Повзрослев, мы не можем перерасти эту обусловленность. Мы верим (или делаем вид, что верим) в один правильный ответ на любой вопрос. Мы считаем, что этот правильный ответ уже был открыт кем-то, намного умнее нас. Поэтому мы считаем, что ответ можно найти в Гугле[49], в статье «Три лайфхака для счастливой жизни» или в речах самопровозглашенных лайф-коучей.
Но вот в чем проблема: ответы больше не являются дефицитным товаром, а знания никогда не были такими дешевыми. К тому времени, как мы выясним все факты, когда Гугл, Alexa или Siri смогут дать нам ответ на любой интересующий вопрос, мир уже сдвинется с места.
Очевидно, что ответы важны. Прежде чем вы начнете задавать правильные вопросы, вы должны знать некоторые ответы. Но ответы служат лишь стартовой площадкой для открытия. Они начало, а не конец.
Будьте осторожны, если тратите свое время на поиск правильных ответов, идя напрямую к выключателю. Если бы лекарства, которые вы разрабатываете, точно работали, если бы ваш клиент точно был оправдан в суде или если бы ваш марсоход точно сел, вашей работы бы не было.
Наша способность извлекать максимум пользы из неопределенности несет наибольшую потенциальную ценность. Мы должны питаться не стремлением к быстрому катарсису, а интригой. Там, где заканчивается определенность, начинается прогресс.
Наша одержимость уверенностью имеет еще один побочный эффект. Она искажает наше видение через кривые зеркала, называемые неизвестными известными.

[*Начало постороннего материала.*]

Issue #677, opened 2026-08-05
Automated accessibility (508/WCAG) scan with isolated stack, modeled on Emberfall


jsos3-cms:
## Update, August 2026

The approach has changed since this was specced. Instead of assembling the scan in-repo from `accessibility-insights-action` plus a Playwright/axe-core harness, the scanning engine was built as a standalone tool: **Frostfall**, a single-binary accessibility scanner modeled on Emberfall (same YAML config style, same CLI/GitHub Action distribution, axe-core as the engine). It is in private development and pre-release hardening now; this issue becomes the tracker for wiring it into ztmf-ui once released, the same way Emberfall is wired into the backend.

What the tool already covers from the acceptance criteria below, out of the box:

- Scans real rendered routes including states behind interaction (modals, menus), not just page loads
- Baseline file with new-versus-known diffing (the `.a11y-baseline.json` item), so reports only surface regressions
- Severity thresholds, critical/serious surfaced prominently
- Self-contained HTML report with per-violation screenshots, uploadable as a PR artifact
- Non-blocking by default; enforcement is a config opt-in, which replaces the `continue-on-error` sprint-validation plan with something cleaner
- Isolated static-build serving (no dev-DB risk, same isolation rule as Emberfall)

What remains as ztmf-ui/ztmf integration work when it lands, replacing the original staged plan:

- [ ] `make test-a11y` target following the `install-emberfall` / `test-e2e` pattern (binary install with checksum verification, isolated `compose-test.yml` stack, JWT via `make generate-jwt`)
- [ ] CI workflow on PRs, report as artifact, non-blocking initially
- [ ] Commit `.frostfall.yml` covering the route set (dashboard, system detail, questionnaire, data calls, scores, admin) plus interaction-state tests (pillar scores modal is already validated in testing)
- [ ] Establish and commit the baseline
- [ ] README/onboarding docs for the target and the dev-DB isolation rule

Auth-gated coverage note: local scans work today via the existing `VITE_LOCAL_DEV` bypass; the tool's login-flow support is still in development and gates the full Stage 2 route set in CI.

The original spec is collapsed below for history. Its staged plan (accessibility-insights-action, test-a11y-public, in-repo Playwright harness) is superseded by the checklist above; its checkboxes are flattened so they do not count as open tasks.

---

<details>
<summary><b>Original spec (May 2026, superseded)</b></summary>

### Feature Type

General Feature

### Feature Type

General Feature

### Workflow Description

[...]

PR #700, opened 2026-08-12
chore(deps): phase 1 — security floors, react-router unpin, and unreferenced dependency removal

jsos3-cms:
Phase 1 of the dependency work, following #696. Two commits: raise the remaining security floors, then remove what nothing references.

Grouping the removals here rather than in phase 2 keeps the theme coherent — this PR is *stop carrying things*, and phase 2 becomes purely the large framework upgrades.

## What it clears

Eighteen of the twenty-one advisories currently open on this repo.

| Package | Scope | Alerts | Action |
|---|---|---|---|
| `brace-expansion` | runtime | 3 | resolution → `^1.1.18` |
| `js-yaml` | dev | 4 | scoped → `^3.15.1` and `^4.3.1` |
| `immutable` | runtime | 2 | resolution → `^4.3.9` |
| `lodash-es` | dev | 2 | resolution → `^4.18.0` |
| `postcss` | dev | 2 | resolution → `^8.5.23` |
| `react-router` | runtime | 1 | declared → `7.18.2` (with `react-router-dom`) |
| `glob` | dev | 1 | scoped → `^10.5.0` (10.x only) |
| `shell-quote` | dev | 1 | resolution → `^1.9.0` |
| `@babel/core` | dev | 1 | resolution → `^7.29.6` |
| `ip` | dev | 1 of 2 | resolution → `^2.0.1` |

## How this subsumes #697

#697 is the Dependabot security group for this repo. Everything it does correctly is done here, and three things it does are either dead or wrong:

**Its `axios` bump is already dead.** #696 raised axios to `^1.19.0`, past #697's `^1.18.0` target.

**Its `react-router` fix is incomplete.** It raises `react-router` to 7.18.2 but leaves `react-router-dom` at 7.18.0. Since `react-router-dom@7.18.0` depends on `react-router: '7.18.0'` **exactly**, the vulnerable 7.18.0 stays resolved underneath it — the alert closes while the vulnerable code still ships, and the tree carries two copies of a context-providing router in an app that imports from both packages. This PR bumps both, and the lockfile now contains a single `react-router@npm:7.18.2`.

**Its `@babel/core` bump is a major that fixes nothing.** It raises the declared `@babel/core` from `^7.29.7` to `^8.0.0`. But `^7.29.7` already resolved to 7.29.7, which is above the patched 7.29.6 — the declared dependency was never vulnerable. The alerted copy is a transitive 7.23.9 reached via `^7.11.6` / `^7.12.3`, and those ranges cannot resolve to 8.x. So that bump takes on a Babel major for zero security benefit and leaves the vulnerable copy untouched. This PR uses a `^7.29.6` resolution instead, which moves the transitive copy and takes no major.

It also covers eight advisories #697 does not touch at all: `@sigstore/core`, `glob`, `ip`, `lodash-es`, `sigstore`, and the extra `brace-expansion` advisory published today.

**Recommended handling for #697: leave it open, let it close itself.** Closing it now would only churn — Dependabot regenerates while the alerts persist, which is what happened when #584 was closed and returned as #697 hours later. Once this merges and the advisories resolve, it has nothing left to file.

## Why two of these are scoped rather than pinned by name

`glob` and `js-yaml` each have two major lines in the tree, and a blanket resolution would drag the other line across a major.

`glob` 7.2.3 arrives from `@jest/reporters` via `^7.1.3` and is **outside** the vulnerable range (`>= 10.2.0, < 10.5.0`), so only the 10.x descriptors are moved. Forcing 7.x to 10.5.0 would hand Jest a glob with no callback API.

`js-yaml` is vulnerable on both lines under separate advisories, so each is patched independently — `^3.13.1` → `^3.15.1` and `^4.1.x` → `^4.3.1`. A blanket `^4.3.1` would break the 3.x consumer, since js-yaml 4 dropped `safeLoad`.

The trade-off is real and worth stating: descriptor-scoped entries match specific declared ranges, so a future consumer declaring some other range will not be covered. That is the cost of not forcing a major on an unrelated package.

## What is deliberately left open

**`sigstore` and `@sigstore/core` cannot be fixed by resolution.** Patching needs `sigstore` 2.3.1 → 4.1.1 and `@sigstore/core` 1.1.0 → 3.2.1, but every consumer declares an incompatible range — `libnpmpublish@9.0.4` and `pacote@17.0.6` want `sigstore@^2.2.0`; `@sigstore/sign@2.3.2`, `@sigstore/verify@1.2.1` and `sigstore@2.3.1` want `@sigstore/core@^1.0.0`/`^1.1.0`. Forcing either would violate all of them. The real fix is upgrading the `semantic-release` chain that pulls them, which belongs with the other dev-tooling majors rather than here.

**One of the two `ip` advisories has no published patch** (`first_patched_version: none`), so no version bump can resolve it. Dev-scope. It needs either a dismissal with rationale or dropping the dependent.

So this leaves 3 of 21, each for a stated reason rather than an oversight.

## Commit 2 — remove unreferenced dev dependencies and the dead codegen config

Eight packages with no reference anywhere in tracked source, config, scripts or hooks, plus the config file one of them existed for.

| Removed | Why |
|---|---|
| `graphql` + `codegen.ts` | the config imports `@graphql-codegen/cli`, which is not installed, and targets a `localhost:3000/graphql` endpoint that does not exist. The Apollo client it paired with went in #696 |
| `dotenv` | not imported anywhere, including `vite.config.ts`. Vite reads `.env` natively |
| `camelcase`, `pretty-quick` | no references; formatting already runs through prettier via `lint:other` and lint-staged |
| `jest-date-mock` | not in `config/jest/setupTests.ts`, referenced nowhere |
| `jest-environment-node` | `jest.config.cjs` sets `testEnvironment: 'jsdom'`, and no file carries a `@jest-environment node` docblock |
| `babel-plugin-transform-import-meta`, `@types/babel__core` | there is no babel config in the repo; transforms run through `@swc/jest` |

These were checked against the places a plain search misses — `jest.config.cjs`, the `release` and `commitlint` blocks in `package.json`, the husky hooks, tsconfig's `types` array, and peer requirements. That is where most apparently-unused packages in this repo turn out to be wired, and it is how `yup` and `uuid` were caught in #696.

**`@axe-core/react` is kept** despite having no current reference, because #677 plans automated accessibility scanning and it is the plausible starting point.

**Three left alone deliberately, as decisions rather than cleanups:**

- **commitlint** — installed and configured, but there is no `commit-msg` hook and no workflow invokes it, so it enforces nothing today. That matters because semantic-release derives version bumps from conventional commits. Either wire it up or drop it; both are choices, not cleanup.
- **rimraf** — used only by the `clean` script. Every workflow is `ubuntu-latest`, so `rm -rf dist` would do, unless someone develops on Windows.
- **source-map-explorer** — no script, no references. A periodic bundle investigation that `yarn dlx` can run without a declared dependency.

## Verification

Exit codes checked rather than inferred from output:

| Check | Result |
|---|---|
| `yarn install --immutable` | exit 0 |
| `yarn typecheck` | exit 0 |
| `yarn lint` | exit 0 |
| `yarn test:ci` | exit 0 — 66 suites, **904 passed**, 3 skipped, 0 failures |
| `yarn build:dev` / `build:prod` / `build:impl` | all exit 0 |

Resolved versions confirmed against the lockfile afterwards, including that the 7.x `glob` and 3.x `js-yaml` lines were left where they were, and that only one `react-router` copy remains.

Tracked in CMS-Enterprise/ztmf-misc#295.


costacalvin (approved):
LGTM!

PR #31, opened 2021-06-15
feat: add upsert object handler

ankitjena:

Feature

The create object handler throws duplicate not allowed error, if object already exists

## What is the new behavior?

Adds route
```
POST /object/upsert/:bucketName/*
```
which inserts an object if it doesn't exist. If it does exist it updates the object with new file.

### Screen recording
Peek 2021-06-15 22-23


src/routes/object/upsertObject.ts
```diff
@@ -0,0 +1,209 @@
...
+      } catch (err) {
+        request.log.error(err)
+        return response.status(400).send({
+          statusCode: '400',
+          error: err.message,
+          message: err.message,
+        })
+      }
+
+      const objectResponse = await postgrest
```
inian: Can you use the [upsert function](https://supabase.io/docs/reference/javascript/upsert) of postgrest? Saves us a API call

inian (changes requested):

inian:
Hi Ankit, thank you so much for the PR! Looking at the code, once you use the `upsert` call of postgrest-js, the code will be almost exactly the same as `createObject`. 

What do you think about adding upsert functionality into createObject itself? By default, we won't upsert but if there is a header called `x-upsert: true`, we upsert instead of insert. 

Another advantage of this, we wont need to create a [new API endpoint](https://github.com/supabase/storage-api/pull/31/files#diff-0c165bea0a64be46e0ee17e68fa7ff006cb57e7b69b5dabb62ff23ac14bdc524R41). The API endpoint `/upsert/:bucketName/*` will probably clash with the current endpoint if the user has a bucket name called `upsert` which is a problem

ankitjena:
Right, I was thinking of the same thing about having upsert inside `createObject`, having a discussion on that would have been better I guess. Also I didn't think of the clash with bucketName for the upsert endpoint. Thanks Inian. I will work on that and make the changes.

inian:
Thanks Ankit :)

> I didn't think of the clash with bucketName for the upsert endpoint.

I learnt this the hard way as well haha https://github.com/supabase/storage-api/issues/22

inian:
Also can you merge in the changes from master Ankit? I just made some changes to the createObject file.

ankitjena:
> Also can you merge in the changes from master Ankit? I just made some changes to the createObject file.

Sure.

@inian I was trying the upsert now, for some reason it doesn't work, looked up the documentation in postgrest-js
image
```
const { data: results, error, status } = await postgrest
        .from<Obj>('objects')
        .insert(
          [
            {
              name: objectName,
              owner: owner,
              bucket_id: bucketName,
            },
          ],
          {
            returning: 'minimal',
            upsert: true,
          }
        )
        .single()
```
I get the same error
```
{
  "statusCode": "23505",
  "error": "Key (bucket_id, name)=(avatars, folder/cat-new.png) already exists.",
  "message": "duplicate key value violates unique constraint \"bucketid_objname\""
}
```

ankitjena:
@inian Any suggestion for where I should look at for resolving this?

ankitjena:
Apparently, the postgrest client wasn't exposing the upsert method in query builder, I upgraded the package and using it worked. I was trying out the deprecated insert operation with upsert sadly.

ankitjena:
I messed up the merge somehow, closing this PR and creating another one.

PR #44, opened 2021-07-13
fix: #43 use custom content type parser for application/json and text/plain

thebengeu:

Pipe the request stream for these content types instead of the default handling. See https://www.fastify.io/docs/latest/ContentTypeParser/.

`text/plain` and `application/json` MIME type are uploaded in Storage Buckets as empty files.

## What is the new behavior?

`text/plain` and `application/json` MIME type are uploaded in Storage Buckets correctly.


inian:
Nice @thebengeu 🔥

inian (approved):

PR #59, opened 2021-07-29
feat: use X-Forwarded-Host to construct PostgREST URL for multitenant setups

thebengeu:
Depends on #58.


.env.sample
```diff
@@ -10,3 +10,9 @@ PGOPTIONS="-c search_path=storage"
 FILE_SIZE_LIMIT=52428800
 STORAGE_BACKEND=s3
 FILE_STORAGE_BACKEND_PATH=./data
+
+# Multitenant
+X_FORWARDED_HOST_REGEXP=
+SUPABASE_URL=
```
inian: reminder to use the read replica URL here since we are only reading always

inian:
Looks good Beng! 🔥 Can you add some tests for this too?

src/utils/project.ts
```diff
@@ -0,0 +1,78 @@
...
+    throw new Error('SUPABASE_API_KEY environment variable is not set')
+  }
+  const supabase = createClient(supabaseUrl, supabaseApiKey)
+  const {
+    data: {
+      jwt_secret_encrypted,
+      services: [{ service_api_keys }],
+    },
+  } = await supabase
+    .from('projects')
```
inian: hmm this couples the storage-api code to our internal middleware schema, lets see if we can come up with a better abstraction for this later on for those who want to run self hosted storage in multitenant mode

.env.sample
thebengeu: Renamed SUPABASE_URL to SUPABASE_READ_ONLY_URL for clarity.

src/utils/project.ts
thebengeu: As discussed offline, for a better abstraction, I'll add endpoints to add and delete per-tenant config.

thebengeu: Done, please take a look.

thebengeu:
@inian To get CI to pass, could you add `TENANT_ID` as a secret, with the same value as `PROJECT_REF`?

migrations/multitenant/0001-initialmigration.sql
```diff
@@ -0,0 +1,4 @@
+CREATE TABLE IF NOT EXISTS storage.tenants (
+  id text PRIMARY KEY,
+  config jsonb NOT NULL
```
inian: Can we have explicit columns here Beng? Will be easier to type etc.  

And for the multitenant db, this can be in the public schema itself right? If you want to create it in a storage schema, where is the schema created?

src/routes/tenant/index.ts
```diff
@@ -0,0 +1,114 @@
...
+interface tenantRequestInterface extends RequestGenericInterface {
+  Body: FromSchema<typeof schema.body>
+  Params: {
+    tenantId: string
+  }
+}
+
+// eslint-disable-next-line @typescript-eslint/explicit-module-boundary-types
+export default async function routes(fastify: FastifyInstance) {
+  fastify.get('/', async () => {
```
inian, line 32: How are these admin routes protected? Can we have a simple key based auth here?

src/routes/tenant/index.ts
```diff
@@ -0,0 +1,114 @@
...
+    const result = await pool.query(
```
inian, line 33: Add a proper error handling here? Eg, if the db is not available etc

src/utils/tenant.ts
```diff
@@ -0,0 +1,79 @@
...
+
+interface TenantConfig {
+  anonKey: string
+  databaseUrl: string
+  jwtSecret: string
+  serviceKey: string
+}
+
+const tenantConfigCache: {
+  [tenantId: string]: TenantConfig
```
inian: Make this into a Map instead of an object? Faster and more explicit.

src/utils/tenant.ts
```diff
@@ -0,0 +1,79 @@
...
+    SELECT
+      id,
+      config
+    FROM
+      storage.tenants
+    `
+  )
+  for (const tenant of result.rows) {
+    const { id, config } = tenant
+    await cacheTenantConfigAndRunMigrations(id, config)
```
inian: Should we do this in batches of 100 or so? Connecting to 1000s of dbs individually and running migrations sequentially will take a considerable amount of time

src/test/db/docker-compose.yml
```diff
@@ -25,3 +25,13 @@ services:
       POSTGRES_USER: postgres
       POSTGRES_PASSWORD: postgres
       POSTGRES_PORT: 5432
+  multitenant_db:
+    image: postgres:12
```
inian: lets use 13

src/test/db/multitenant/00-storage-schema.sql
```diff
@@ -0,0 +1 @@
+CREATE SCHEMA IF NOT EXISTS storage;
```
inian: ah this should be in /migrations/multitenant/0001-initialmigration.sql (or just use public schema)

inian:
> @inian To get CI to pass, could you add TENANT_ID as a secret, with the same value as PROJECT_REF?

Done

src/test/db/multitenant/00-storage-schema.sql
thebengeu: Switched to public schema.

migrations/multitenant/0001-initialmigration.sql
thebengeu: Switched to explicit columns and public schema.

src/routes/tenant/index.ts
thebengeu: Added auth based on `apikey` header.

src/utils/tenant.ts
thebengeu: Done.

src/utils/tenant.ts
thebengeu: Done.

src/test/db/docker-compose.yml
thebengeu: Done.

src/routes/tenant/index.ts
thebengeu: This is an internal endpoint, we can just let it throw and be handled by default error handling, which does log uncaught errors even in production mode.

.github/workflows/ci.yml
```diff
@@ -36,16 +36,19 @@ jobs:
...
-          echo PROJECT_REF=${{ secrets.PROJECT_REF }} >> .env
+          echo TENANT_ID=${{ secrets.TENANT_ID }} >> .env
           echo REGION=${{ secrets.REGION }} >> .env
           echo POSTGREST_URL=${{ secrets.POSTGREST_URL }} >> .env
           echo GLOBAL_S3_BUCKET=${{ secrets.GLOBAL_S3_BUCKET }} >> .env
           echo PGRST_JWT_SECRET=${{ secrets.PGRST_JWT_SECRET }} >> .env
           echo AUTHENTICATED_KEY=${{ secrets.AUTHENTICATED_KEY }} >> .env
           echo DATABASE_URL=postgresql://postgres:postgres@127.0.0.1/postgres >> .env
-          echo PGOPTIONS='-c search_path=storage' >> .env
+          echo PGOPTIONS='-c search_path=storage,public' >> .env
```
darora: could be cleaned up by specifying the entire file in a heredoc

.github/workflows/ci.yml
```diff
@@ -36,16 +36,19 @@ jobs:
...
           echo FILE_SIZE_LIMIT=52428800 >> .env
           echo STORAGE_BACKEND=s3 >> .env
+          echo MULTITENANT_DATABASE_URL=postgresql://postgres:postgres@127.0.0.1:5433/postgres >> .env
+          echo POSTGREST_URL_SUFFIX=/rest/v1 >> .env
+          echo API_KEY=apikey >> .env
```
darora: `ADMIN_API_KEY`?

src/plugins/apikey.ts
```diff
@@ -0,0 +1,11 @@
+import fastifyPlugin from 'fastify-plugin'
+import { getConfig } from '../utils/config'
+
+export default fastifyPlugin(async (fastify) => {
+  const { apiKey } = getConfig()
+  fastify.addHook('onRequest', async (request, reply) => {
+    if (request.headers.apikey !== apiKey) {
```
darora: Suggest making this a set membership check rather than equality; gives us a cheap mechanism to rotate these

src/plugins/postgrest.ts
```diff
@@ -1,16 +1,57 @@
...
+    superUserPostgrest: PostgrestClient
   }
 }
 
-export default fastifyPlugin(async (fastify) => {
+async function getPostgrestClient(request: FastifyRequest, jwt: string): Promise<PostgrestClient> {
+  const { anonKey, postgrestURL, postgrestURLSuffix, xForwardedHostRegExp } = getConfig()
+  let url = postgrestURL
+  let apiKey = anonKey
+  if (xForwardedHostRegExp) {
```
darora: can we test `isMultitenant` here to make the intent clearer? That's what we're using the current test as a proxy for, yeah?

src/plugins/tenant-id.ts
```diff
@@ -0,0 +1,21 @@
...
+  interface FastifyRequest {
+    tenantId: string
+  }
+}
+
+export default fastifyPlugin(async (fastify) => {
+  const { tenantId, xForwardedHostRegExp } = getConfig()
+  fastify.decorateRequest('tenantId', tenantId)
+  fastify.addHook('onRequest', async (request) => {
+    if (!xForwardedHostRegExp) return
```
darora: same suggestion of testing on `isMultitenant`

.github/workflows/ci.yml
thebengeu: Switched to using the `env` context instead, which is even cleaner.

.github/workflows/ci.yml
thebengeu: Done.

src/plugins/apikey.ts
thebengeu: Done.

src/plugins/postgrest.ts
thebengeu: The current test also serves as truthiness narrowing since `xForwardedHostRegExp` may be undefined. But adding `isMultitenant` does make the intent clearer, done.

src/plugins/tenant-id.ts
thebengeu: Done.

inian:
Lets encrypt the JWT secret, anon and service keys too Beng. We already do that in our middleware db.

thebengeu:
Encrypted the JWT secret, anon and service keys.

inian (approved):

PR #66, opened 2021-08-16
Forward 304 and If-Modified-Since/If-None-Match headers

### LINKED ISSUE #60: Handle If-Modified-Since or If-None-match
Right now we send cache-control with a max-age header. This is enough if there is a CDN in front of our API which take care of handling 304s if the object hasn't changed. 

But since we don't have a CDN yet, we need to implement this logic ourselves. The fix should be pretty simple - just pass the If-Modified-Since or If-None-match headers from the request on to S3. S3 Should send back a 304 based on that which we can stream on to the client.

thebengeu:
Resolves #60.

### DIFF
--- a/src/routes/object/getObject.ts
+++ b/src/routes/object/getObject.ts
@@ -41,8 +41,6 @@ async function requestHandler(
     unknown
   >
 ) {
-  const range = request.headers.range
-
   const { bucketName } = request.params
   const objectName = request.params['*']
 
@@ -71,7 +69,11 @@ async function requestHandler(
   const s3Key = `${projectRef}/${bucketName}/${objectName}`
   request.log.info(s3Key)
   try {
-    const data = await storageBackend.getObject(globalS3Bucket, s3Key, range)
+    const data = await storageBackend.getObject(globalS3Bucket, s3Key, {
+      ifModifiedSince: request.headers['if-modified-since'],
+      ifNoneMatch: request.headers['if-none-match'],
+      range: request.headers.range,
+    })
 
     response
       .status(data.metadata.httpStatusCode ?? 200)
@@ -84,6 +86,9 @@ async function requestHandler(
     }
     return response.send(data.body)
   } catch (err) {
+    if (err.$metadata?.httpStatusCode === 304) {
+      return response.status(304).send()
+    }
     request.log.error(err)
     return response.status(400).send(createResponse(err.message, '400', err.name))
   }
--- a/src/backend/file.ts
+++ b/src/backend/file.ts
@@ -30,7 +30,7 @@ export class FileBackend implements GenericStorageBackend {
     return xattr.set(file, attribute, value)
   }
 
-  async getObject(bucketName: string, key: string, range?: string): Promise<ObjectResponse> {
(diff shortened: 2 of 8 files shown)


inian (approved):

src/routes/object/getObject.ts
```diff
@@ -84,6 +86,9 @@ async function requestHandler(
     }
     return response.send(data.body)
   } catch (err) {
+    if (err.$metadata?.httpStatusCode === 304) {
```
inian, line 89: Does AWS sdk v2 also behave like this? Any chance of fixing it upstream? If not, add a comment here that aws sdk throws for 304

inian:
Amazing Beng!

src/routes/object/getObject.ts
thebengeu: I made a comment in aws/aws-sdk-js-v3#2635 questioning whether 304 should be thrown as an exception. However, I tested AWS SDK v2:

```js
const AWS = require('aws-sdk')
const s3 = new AWS.S3()
s3.getObject({Bucket: '...', Key: '...', IfNoneMatch: '...'}, (err) => console.log(err))
```

And got error:

```
NotModified: null
    at Request.extractError (/Users/beng/supabase/node_modules/aws-sdk/lib/services/s3.js:694:35)
    at Request.callListeners (/Users/beng/supabase/node_modules/aws-sdk/lib/sequential_executor.js:106:20)
    at Request.emit (/Users/beng/supabase/node_modules/aws-sdk/lib/sequential_executor.js:78:10)
    at Request.emit (/Users/beng/supabase/node_modules/aws-sdk/lib/request.js:688:14)
    at Request.transition (/Users/beng/supabase/node_modules/aws-sdk/lib/request.js:22:10)
    at AcceptorStateMachine.runTo (/Users/beng/supabase/node_modules/aws-sdk/lib/state_machine.js:14:12)
    at /Users/beng/supabase/node_modules/aws-sdk/lib/state_machine.js:26:10
    at Request.<anonymous> (/Users/beng/supabase/node_modules/aws-sdk/lib/request.js:38:9)
    at Request.<anonymous> (/Users/beng/supabase/node_modules/aws-sdk/lib/request.js:690:12)
    at Request.callListeners (/Users/beng/supabase/node_modules/aws-sdk/lib/sequential_executor.js:116:18) {
  code: 'NotModified',
  region: null,
  time: 2021-08-17T06:13:24.119Z,
  requestId: 'GZXPQZGF4FKQC3XY',
  extendedRequestId: '7fXRjHwQPkd8rD80mFhRj6s/y/gxhTp7Z4fsK6fI34TdvXl3J4giEEZgkAczYZzUm9WTGL21Mr0=',
  cfId: undefined,
  statusCode: 304,
  retryable: false,
  retryDelay: 6.728630404646108
}
```

Since this behaviour is consistent between AWS SDK v2 and v3, I don't think it'll be fixed upstream, and don't think it warrants a comment since it's evident that AWS SDK throws for 304?

inian: oh its the same as v2..yeah then I dont think this will be fixed..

12 февраля 2002 года министр обороны США Дональд Рамсфелд выступил на пресс-брифинге во время обострения отношений между Соединенными Штатами и Ираком. Один из репортеров спросил, есть ли какие-то доказательства наличия иракского оружия массового уничтожения – повода для американского вторжения. Типичный ответ был бы упакован в заранее одобренные политические фразы вроде «текущее расследование» и «национальная безопасность». Но вместо этого Рамсфелд достал из своей лингвистической сумки метафору из ракетостроения: «Есть известные знания; вещи, которые мы знаем, что мы знаем. Мы также знаем, что есть известные неизвестные; мы знаем, что есть некоторые вещи, которые мы не знаем. Но есть еще и неизвестные неизвестные – те, о которых мы не знаем, что не знаем»[50].
Эти замечания были широко высмеяны, в том числе из-за их противоречивого источника, но по части политических заявлений они удивительно точны. В своей автобиографии «Известное и неизвестное»[51] Рамсфелд признает, что впервые услышал эти термины от директора НАСА Уильяма Грэма[52]. Но в своей речи Рамсфелд явно опустил одну категорию – неизвестные известные.
Анозогнозия – это непроизносимое слово, используемое для описания человека с болезнью, которая заставляет его не осознавать, что он ей страдает. Например, если вы положите карандаш перед парализованным анозогнозиком и попросите поднять его, он этого не сделает. Если вы спросите почему, он ответит: «Я устал» или «Мне не нужен карандаш». Как объясняет психолог Дэвид Даннинг, такие люди «буквально не осознают своего собственного паралича»[53].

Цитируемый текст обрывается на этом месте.